Scalability

BackdoorMBTI provides flexible scalability, allowing users to customize and extend the framework in the following aspects. Detailed guides are available to help with each type of addition:

  1. Adding New Datasets BackdoorMBTI supports loading custom datasets, allowing integration of any dataset (e.g., CIFAR-100 or custom datasets) into the framework. For details, please refer to the [Adding New Datasets Tutorial](../tutorials/add_new_datasets.rst).

  2. Adding New Attacks The framework allows users to implement new attack methods across various modalities (e.g., image, text, audio), such as the BadNet attack.
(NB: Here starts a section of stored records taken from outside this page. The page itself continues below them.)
PR #1996, opened 2024-10-11
Refactor polling

nimeshnayaju:


packages/liveblocks-core/src/__tests__/Poller.test.ts
```diff
@@ -0,0 +1,146 @@
...
+    const callback = jest.fn();
+    const poller = makePoller(callback, 1000); // 1000ms interval
+
+    poller.enable(true);
+
+    // Fast-forward until all timers have been executed
+    await jest.advanceTimersByTimeAsync(1000);
+
+    // Expect the callback to be called after the interval
+    expect(callback).toHaveBeenCalledTimes(1);
```
nvie, line 25: Setting up the poller is great, but should we ideally structure all tests in this way?

```tsx
const poller = makePoller(callback, 1000);
try {
  // Run all tests
} finally {
  poller.enable(false);
}
```

Just to ensure that polling in the background actually stops as well?

I really wish we could use `using` here already!

```
using poller = makePoller(callback, 1000);
// Just run all tests 💆‍♂️
```

nvie, line 25: Might be nice to add an assertion that after 500ms, the callback has not been invoked yet.

packages/liveblocks-core/src/lib/Poller.ts
```diff
@@ -23,32 +32,35 @@ export function makePoller(
 
   function poll() {
     if (context.state === "running") {
-      //
-      // XXX Should we make this contingent on the callback's execution, i.e. do
-      // XXX try { await callback() } finally { schedule() } instead, so that
-      // XXX two polling functions will never "overlap"?
+      // XXX Set a max timeout for the `callback()` (make `callback` take
+      // a signal, and protect each call with AbortSignal.timeout)
```
nvie, line 36: Yes! This is a must-have before we merge this change in, and we should unit test it properly.

packages/liveblocks-core/src/lib/Poller.ts
```diff
@@ -79,7 +91,31 @@ export function makePoller(
...
+    }
+
+    // If a poll is already in progress, do nothing
+    if (context.pollPromise !== null) {
+      return;
+    }
+
+    const lastPolledAt = context.lastPolledAt ?? 0;
+
+    if (performance.now() - lastPolledAt > maxStaleTimeMs) {
```
nvie, line 106: To me the conditional would be slightly more readable if we expressed it as:

```suggestion
    if (lastPolledAt + maxStaleTimeMs < performance.now()) {
```

nvie (approved):
Looking great! I love this new behavior, it makes so much more sense! Thank you for writing these excellent unit tests too! I just did a pass over them, read and played with them carefully and tried to break it without looking at the implementation first. I've also added some diagrams to make the tests a bit more readable at a glance.

It's all working as-expected, and I could not break it! 😇

Ensuring that a single poll cannot take longer than a certain max timeout is important to avoid the possibility of "freezing" the poller, but I don't think that's going to be much more work.

Excellent stuff!

packages/liveblocks-core/src/lib/Poller.ts
nvie: Actually, now that I'm looking at the implementation, I think there is a tiny edge case bug here. If there is no initial data, you _always_ want to poll, so you cannot use the `?? 0` construct here. I'll push a fix while at it.

nvie: Bug illustrated in cbc98aa.
Bug fixed in 5bb8a24.

nvie:
Closing in favor of #2002.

For more information, see the [Adding New Attacks Tutorial](../tutorials/add_new_attacks.rst).

  3. Adding New Defenses BackdoorMBTI supports adding and testing new defense methods, such as STRIP, to enhance system robustness. See the [Adding New Defenses Tutorial](../tutorials/add_new_defenses.rst) for more details.

  4. Adding New Models The framework supports numerous models (e.g., ViT, GPT-2) and allows users to integrate custom model architectures, including PyTorch models and other pretrained models. For details, please refer to the [Adding New Models Tutorial](../tutorials/add_new_models.rst).

BackdoorMBTI is designed to ensure ease of expansion across these core modules. Each tutorial provides clear example code and instructions to assist users in quickly integrating and testing new functional components.